Please filter the entries and return only the lines that include "AbstractWindowsTerminal".

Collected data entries
+ + + +

Issue #1982, opened 2026-06-19
SystemTerminal.handle(Signal.INT) still not working for fallback terminal


bitspittle:
I added a comment to #1942 to indicate it was still not quite fixed, but I'm worried it might get missed, and the bug is still marked as closed, so I thought to be safe I would open a new issue.

For convenience, I'll copy over relevant context.

---

Code:

```kotlin
private val terminal = TerminalBuilder.builder()
  .system(true).dumb(false)
  .build().apply {
      handle(Signal.INT) {
          println("SIGINT!!!")
          exitProcess(130)
      } // 130 == 128+2, where 2 == SIGINT
  }
```

Do the above WITHOUT JNI / FFM included.

[Comment](https://github.com/jline/jline3/issues/1942#issuecomment-4725695832):

> Good news is [the fix] works for FFM and JNI terminal implementations.
> 
> Bad news is when I fall back to org.jline.terminal.impl.PosixSysTerminal, my handler is not picked up.

PR #2148, opened 2026-08-04
fix: add software signal interception to Windows terminals (fixes #2127)

### LINKED ISSUE #2127: Ctrl-C handling is not working for Windows
I am the author of issue #1982

I normally develop on a Mac. It is indeed fixed there, and I was just getting ready to push out a new release of my library, when I realized I should test on Windows. Unfortunately, it seems like Ctrl-C is not working there. The keypress is totally ignored.

With the Mac fixes, I believe posix fallback, jni, *and* FFM implementations were all separate fixes. So please check all relevant configurations for windows (which I believe is JNI and FFM implementations)🙏 

When using a build that targets 3.30.6, Ctrl-C works. But with JLine 4.3.1, the ctrl-c press is silently swallowed.

## Expected behavior

Pressing ctrl-C on Windows should work.

Furthermore, signal handling should also work, e.g. this code from bug 1982:

```kotlin
private val terminal = TerminalBuilder.builder()
  .system(true).dumb(false)
  .build().apply {
      handle(Signal.INT) {
          println("SIGINT!!!")
          exitProcess(130)
      } // 130 == 128+2, where 2 == SIGINT
  }
```

gnodet:
## Summary

- Adds software signal interception to `AbstractWindowsTerminal.processInputChar()` so that signal control characters (Ctrl-C, Ctrl-\, Ctrl-Z) raise the corresponding `Signal` even when ISIG is cleared (raw mode)
- This mirrors the `SignalInterceptingInputStream` fix applied to POSIX terminals in #1982
- The signal is raised AND the character is passed through to the pipe, so the LineReader's keymap can also handle it (e.g. the INTERRUPT widget)
- Controlled by the same `org.jline.terminal.softwareSignals` system property (defaults to `true`)

## Root Cause

When `LineReader.readLine()` calls `enterRawMode()`, ISIG is cleared. On Windows, `updateConsoleMode()` then removes `ENABLE_PROCESSED_INPUT`, causing Windows to deliver Ctrl-C as a `KEY_EVENT` with `ch='\3'` instead of handling it at the console level. Without software signal interception, `processInputChar()` skipped the signal check (because ISIG was false) and wrote the raw `\3` to the pipe — the user's `Signal.INT` handler was never called.

The POSIX fix in #1982 added `SignalInterceptingInputStream` to wrap the terminal's input stream. Since Windows terminals use a pump thread with `processConsoleInput()` → `processKeyEvent()` → `processInputChar()` instead of an input stream, the equivalent interception is added directly in `processInputChar()`.

## Test plan

- [x] New `WindowsSoftwareSignalTest` with 7 test cases covering:
  - Signal raised when ISIG is enabled (existing behavior preserved)
  - Signal raised in raw mode (ISIG cleared) when `softwareSignals=true`
  - Character passes through to reader in raw mode (for keymap binding)
  - Signal NOT raised in raw mode when `softwareSignals=false`
  - Ctrl-Z (VSUSP) raises TSTP signal in raw mode
  - Signal character consumed (not passed through) when ISIG is enabled
  - Default behavior (property not set) raises signal in raw mode
- [x] All 464 terminal module tests pass

## Summary by CodeRabbit

* **New Features**
  * Added configurable software signal handling for Windows terminals.
  * Control characters such as Ctrl-C and Ctrl-Z can trigger signals even when input signaling is disabled.
  * Software signal handling is enabled by default and can be disabled through configuration.

* **Tests**
  * Added coverage for raw-mode signal handling, pass-through behavior, signal consumption, and default configuration.

### DIFF
--- a/terminal/src/main/java/org/jline/terminal/impl/AbstractWindowsTerminal.java
+++ b/terminal/src/main/java/org/jline/terminal/impl/AbstractWindowsTerminal.java
@@ -33,6 +33,8 @@ import org.jline.utils.ShutdownHooks;
 import org.jline.utils.Signals;
 import org.jline.utils.WriterOutputStream;
 
+import static org.jline.terminal.TerminalBuilder.PROP_SOFTWARE_SIGNALS;
+
 /**
  * Base implementation for terminals on Windows systems.
  *
@@ -129,6 +131,7 @@ public abstract class AbstractWindowsTerminal<Console> extends AbstractTerminal 
 
     protected MouseTracking tracking = MouseTracking.Off;
     protected boolean focusTracking = false;
+    private final boolean softwareSignals;
     private volatile boolean closing;
     protected boolean skipNextLf;
 
@@ -184,6 +187,7 @@ public abstract class AbstractWindowsTerminal<Console> extends AbstractTerminal 
         super(name, type, encoding, inputEncoding, outputEncoding, signalHandler);
         this.provider = provider;
         this.systemStream = systemStream;
+        this.softwareSignals = Boolean.parseBoolean(System.getProperty(PROP_SOFTWARE_SIGNALS, "true"));
         NonBlockingPumpReader reader = NonBlocking.nonBlockingPumpReader();
         this.slaveInputPipe = reader.getWriter();
         this.reader = reader;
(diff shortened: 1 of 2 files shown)


gnodet (commented):
✅ Clean, correct implementation of software signal interception for Windows terminals that precisely mirrors the existing POSIX `SignalInterceptingInputStream` behavior.

Highlights:
- The `softwareSignals` field is `private final boolean`, initialized from the system property before the pump thread starts — same thread-safe, construction-time capture pattern used by `AbstractUnixSysTerminal` and `PosixSysTerminal`
- The behavioral difference between ISIG-enabled (consumes the character) and software signals in raw mode (passes the character through to the pipe) is intentional and correct — matches `SignalInterceptingInputStream.raiseIfSignal()` so the LineReader's INTERRUPT widget can also handle it
- 7 test cases provide strong coverage; the test properly saves/restores the system property in `@BeforeEach`/`@AfterEach` preventing state leakage
- BSD 3-Clause copyright header present in the new test file

Minor note: VQUIT and VSTATUS checks are effectively no-ops since the Windows terminal constructor only initializes VINTR, VEOF, and VSUSP — but this mirrors the pre-existing ISIG-enabled block and is correct.

gnodet (commented):
✅ **Re-review after new commit `37d02d2`** — looks good.

The incremental changes cleanly address the previous review feedback:
- Removed the leaked `org.jline.terminal.conemu.disable-activate` system property (irrelevant to `TYPE_WINDOWS` tests, potential test isolation issue)
- Added explanatory comment to the empty `setConsoleMode` stub (SonarCloud S1186)

No functional changes to production code — the implementation we approved previously remains intact. SonarCloud Quality Gate passes with zero new issues.

gnodet (commented):
✅ **LGTM** — Clean, correct bugfix that adds software signal interception to Windows terminals in raw mode, faithfully mirroring the POSIX `SignalInterceptingInputStream` from #1982. The implementation is minimal, well-placed in the control flow, and covered by 7 comprehensive tests.

Key design observations:
- The signal is raised *without returning*, so the character passes through to the pipe — correctly matching `SignalInterceptingInputStream` semantics. This means the LineReader's keymap can also handle it (e.g. the INTERRUPT widget).
- The `softwareSignals` field being `private final` and read once at construction time is consistent with how POSIX terminals handle the same property.
- `getControlChar` returns -1 for unset control chars, and since char-to-int promotion is zero-extension, unset chars (VQUIT, VSTATUS) will never match actual input. Safe.

### 📋 PR Metadata

| Labels | _(none)_ | `bug` |

### 🔀 Backport Status

⚠️ This bugfix targets `master` but no backport PR was found for:
- `4.0.x` — the regression was introduced by the 4.x architecture change (Ctrl-C worked in 3.30.6 per #2127)

Backport to `jline-3.x` is not needed since the bug does not exist there.

---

+ + + +

▸ **COMPLETED EXERCISE**
- Adds software signal interception to `AbstractWindowsTerminal.processInputChar()` so that signal control characters (Ctrl-C, Ctrl-\, Ctrl-Z) raise the corresponding `Signal` even when ISIG is cleared (raw mode)
--- a/terminal/src/main/java/org/jline/terminal/impl/AbstractWindowsTerminal.java
+++ b/terminal/src/main/java/org/jline/terminal/impl/AbstractWindowsTerminal.java
@@ -129,6 +131,7 @@ public abstract class AbstractWindowsTerminal<Console> extends AbstractTerminal 
@@ -184,6 +187,7 @@ public abstract class AbstractWindowsTerminal<Console> extends AbstractTerminal 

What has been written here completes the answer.